Nach dem Hauptkongress des International Hop Growers' Congress (IHGC) in der Hallertau beziehungsweise in Ingolstadt führte der Nachkongress vom 30. Juli bis 1. August 2026 in das südlichste deutsche Hopfenanbaugebiet nach Tettnang.

Den Auftakt bildete am Donnerstag die Ankunft der Teilnehmer in Tettnang. Nach einem Empfang auf der Südterrasse des Neuen Schlosses und einem gemeinsamen Mittagessen im Rittersaal stand zunächst der Besuch der Kronenbrauerei auf dem Programm. Dort schenkte Braumeister Fritz Tauscher, mitten im Brunnen stehend, Bier an die Gäste aus, die den Sommertag gemütlich rund um und sogar in dem Brunnen genossen.

Nach dem Hotel-Check-in besichtigte die Gruppe die Hopfenpelletanlage der BayWa und erhielt zusätzlich Einblicke in deren weitere Kompetenzen im Bereich Hagelschutzsysteme für Obstanbau. Anschließend stand bei einer Führung durch das Hopfengut No. 20 mit einer „Bierprobe To-go“ die Geschichte und Struktur des Betriebs und der neuen Eventlocation im Mittelpunkt.

Den ersten Tag ließen die Gäste gemeinsam mit den Tettnanger Hopfenpflanzerinnen und Hopfenpflanzern bei einem stimmungsvollen Abend im Hopfengut No. 20 ausklingen. Höhepunkt der Veranstaltung war die Verleihung des Ritters des Hopfenordens an den langjährigen Versuchstechniker des Hopfenversuchsfeldes in Straß, Herrn Bruno Bohner. Die Auszeichnung wurde vom Präsidenten des IHB feierlich überreicht und von der einzigartigen Tettnanger Hopfenpflanzerkapelle musikalisch stimmungsvoll umrahmt.

Am Freitag besichtigten die Teilnehmer das Hopfenversuchsfeld in Straß sowie den Hopfenbetrieb Ruther GbR und erhielten neben den Betrieben auch einen Überblick über Geschichte und Gegenwart des Anbaugebiets Tettnang, präsentiert durch die Geschäftsführerin des HPV Tettnang, Frau Teresa Locher. Nach einem Barbecue als Mittagessen führte die Exkursion zum Weingut Schmidt mit Weinprobe, welches mit beeindruckendem Blick über den Bodensee und das Alpenvorland punktete.

Ein besonderes Erlebnis war die anschließende Bootsfahrt auf dem Bodensee. Eine Sturmwarnung verlieh der Fahrt zusätzlichen Abenteuercharakter und machte sie für viele unvergesslich. Den Tagesabschluss und somit auch letzter Abend des Kongresses bildete ein Dinner direkt am Bodenseeufer in der Werft1919 - ein geselliger Ausklang mit Livemusik und trotz anstrengender Kongresstage mit viel Tanz.

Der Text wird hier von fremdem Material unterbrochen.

PR #50, opened 2016-08-02
Export C++11 compiler flag

jonbinney:
I'd recommend waiting on merging this until we get a bit more feedback on https://github.com/ros-planning/geometric_shapes/issues/49

If we decide to keep `std::shared_ptr` in the API of geometric_shapes, this PR exports the `-std=c++11` compiler flag so that packages that depend on geometric_shapes will compile properly.

### DIFF
--- a/CMakeLists.txt
+++ b/CMakeLists.txt
@@ -46,6 +46,8 @@ catkin_package(
     EIGEN3
     OCTOMAP
     console_bridge
+  CFG_EXTRAS
+    geometric_shapes-extras.cmake
   )
 
 find_package(Qhull REQUIRED)
--- a/cmake/geometric_shapes-extras.cmake
+++ b/cmake/geometric_shapes-extras.cmake
@@ -1,2 +1,2 @@
-set(CMAKE_CXX_FLAGS "-std=c++11 ${CMAKE_CXX_FLAGS}")
+add_compile_options("-std=c++11")
 
--- a/cmake/geometric_shapes-extras.cmake
+++ b/cmake/geometric_shapes-extras.cmake
@@ -1,0 +1,2 @@
+set(CMAKE_CXX_FLAGS "-std=c++11 ${CMAKE_CXX_FLAGS}")
+


v4hn:
Interesting way to expose the flag. where did you find that? :)
Is the -extras code implicitly executed?

Is there a reason why this doesn't use `add_compile_options` as discussed in https://github.com/ros-planning/moveit_planners/pull/73 ?

jonbinney:
I followed the suggested solution here: http://answers.ros.org/question/173947/export-gcc-flags-though-catkin-cfg_extras/ The `-extras` code gets run any time someone `find_packages` geometric_shapes.

I don't actually have a good reason for modifying CMAKE_CXX_FLAGS instead of using add_compile_options, other than it was how I saw it done in @dirk-thomas's ROS answers post. I'm happy to change it if add_compile_options is more correct.

v4hn:
> I'm happy to change it if add_compile_options is more correct.

Do that please.

In 2014 it was not necessarily ROS-safe to use that command yet, because the minimum cmake version in hydro was 2.8.3.

jonbinney:
@v4hn I've added a commit to this PR that switches it to `add_compile_options`

de-vri-es:
I'm not sure that exporting the flag to packages depending on `geometric_shapes` is really a good idea. It makes it more difficult for people to compile with a different (compatible) standard such as `gnu++11`, `c++14`, `gnu++14` (which is the default in gcc 6) etc.

I understand that exporting the flag this way saves adding it in every other package using it, but I also feel it should be a conscious decision made by package maintainers rather than something sneaked in by a dependency. Especially considering that there are valid alternatives to `-std=c++11`.

v4hn:
@de-vri-es we _do_ require C++11 in our public headers.
So either _we_ decide to export a standard or everyone who uses the geometric_shapes module will have to explicitly decide and add it manually to their compile flags.
As they might not need it in their own code, I don't think it should be in their build scripts.

Importantly, everyone can simply override the flag by adding a different standard via `add_compile_options`. With gcc the last specified standard wins and is used.

de-vri-es:
I understand the reasoning, and it is true that you can overwrite the standard used after invoking `find_package(catkin REQUIRED COMPONENTS geometric_shapes)`. But it does mean that you now have to know which package exports a standard and fix it afterwards if desired.

For example, at work we have one package to set a bunch of compiler options (`-Wall -Wextra` and nowadays `-std=c++14`). So with this change we need would need to list the package in a specific order to have the desired options win.

If you're aware of the fact that `geometric_shapes` exports `-std=c++11`, this is only a nuisance (though not a minor one in my opinion, I like my dependencies sorted by alphabet ^_^). But if you're not aware of `geometric_shapes` exporting `std=c++11`, this is annoying to debug and possibly long and frustrating search for the solution. (Granted, an experienced person should spot the problem relatively quickly by inspecting the compiler commands and then pinpointing the problem to `geometric_shapes`, but not everyone is equally experienced.) 

On the other hand, if the option is not exported, the compiler gives a reasonably clear error message that should quickly point to compiling with C++11 support.

jonbinney:
@de-vri-es i think I agree with you on this.  I'm leaving this PR open as one example of how to "fix" the compile problems, but there are at least two other possible solutions:
- require packages that depend on geometric_shapes to add the `-std=c++11` flag themselves (as you point out). This has the disadvantage of needing to modify all package that depend on geometric_shapes, but the advantage that it is more "explicit"
- find some way to avoid c++11 specific features in the geometric_shapes API and headers. This has the advantage of following REP 0003, but has some challenges as discussed here: https://github.com/ros-planning/geometric_shapes/issues/49

In any case this is a pretty important decision, and based on https://github.com/ros-planning/geometric_shapes/issues/49 it sounds like the next step is to have a discussion on the ROS Discourse to choose the right high-level solution. I'd suggest leaving this PR here for now as an example possible solution that people can point to.

v4hn:
On Mon, Aug 08, 2016 at 05:58:00PM -0700, Jonathan Binney wrote:

> it sounds like the next step is to have a discussion on the ROS Discourse to choose the right high-level solution.

Feel free to start a thread there.

de-vri-es:
See http://discourse.ros.org/t/std-shared-ptr-in-the-geometric-shapes-public-api/395

mryellow:
Note that with https://github.com/ros-planning/geometric_shapes/pull/50 merged `collada_urdf` will build successfully if edited to use `__typeof__` instead of `typeof` .

v4hn:
@mryellow thanks for testing, but by now we pretty much agreed in http://discourse.ros.org/t/std-shared-ptr-in-the-geometric-shapes-public-api/395/10 that we will not export the flag here.
Instead, the depending projects have to compile with C++11 or newer.

Closing as no-merge.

Am Abschlusstag besuchte die Gruppe zunächst die derzeit im Bau befindliche größte Agri-Photovoltaikanlage Europas über einer Apfelplantage. Neben den technischen Besonderheiten ergänzte Obst- und Hopfenbauer Hubert Bernhard, auf dessen Betrieb das Projekt umgesetzt wird, über die praktischen Herausforderungen und Chancen dieser innovativen Verbindung von Landwirtschaft und Energiegewinnung.

Anschließend führte der Weg zum Bio-Obst- und Hopfenbetrieb der Familie Johannes Bentele. Dort erhielten die Besucher Einblicke in das neue Erntezentrum mit dem ersten Holzdarrturm seiner Art sowie in das Bewässerungsspeicherbecken mit dem ganzheitlichen Bewässerungskonzept des Betriebs. Zudem wurde ein einzigartiges Hagelschutznetz über einer Hopfengerüstanlage vorgestellt.

Den finalen Abschluss des Nachkongresses bildete ein gemeinsames Mittagessen im Biergarten des Gasthofs Schöre mit zünftiger musikalischer Unterhaltung.

Einige Teilnehmer verlängerten ihren Aufenthalt und besuchten am Tag darauf auch noch den Tettnanger Hopfenwandertag, der erneut mehrere tausend bier- und hopfenbegeisterte Besucher in die Hopfenstadt lockte.

Mit dem Nachkongress fand somit der IHGC 2026 einen würdigen Ausklang im Hopfenanbaugebiet Tettnang!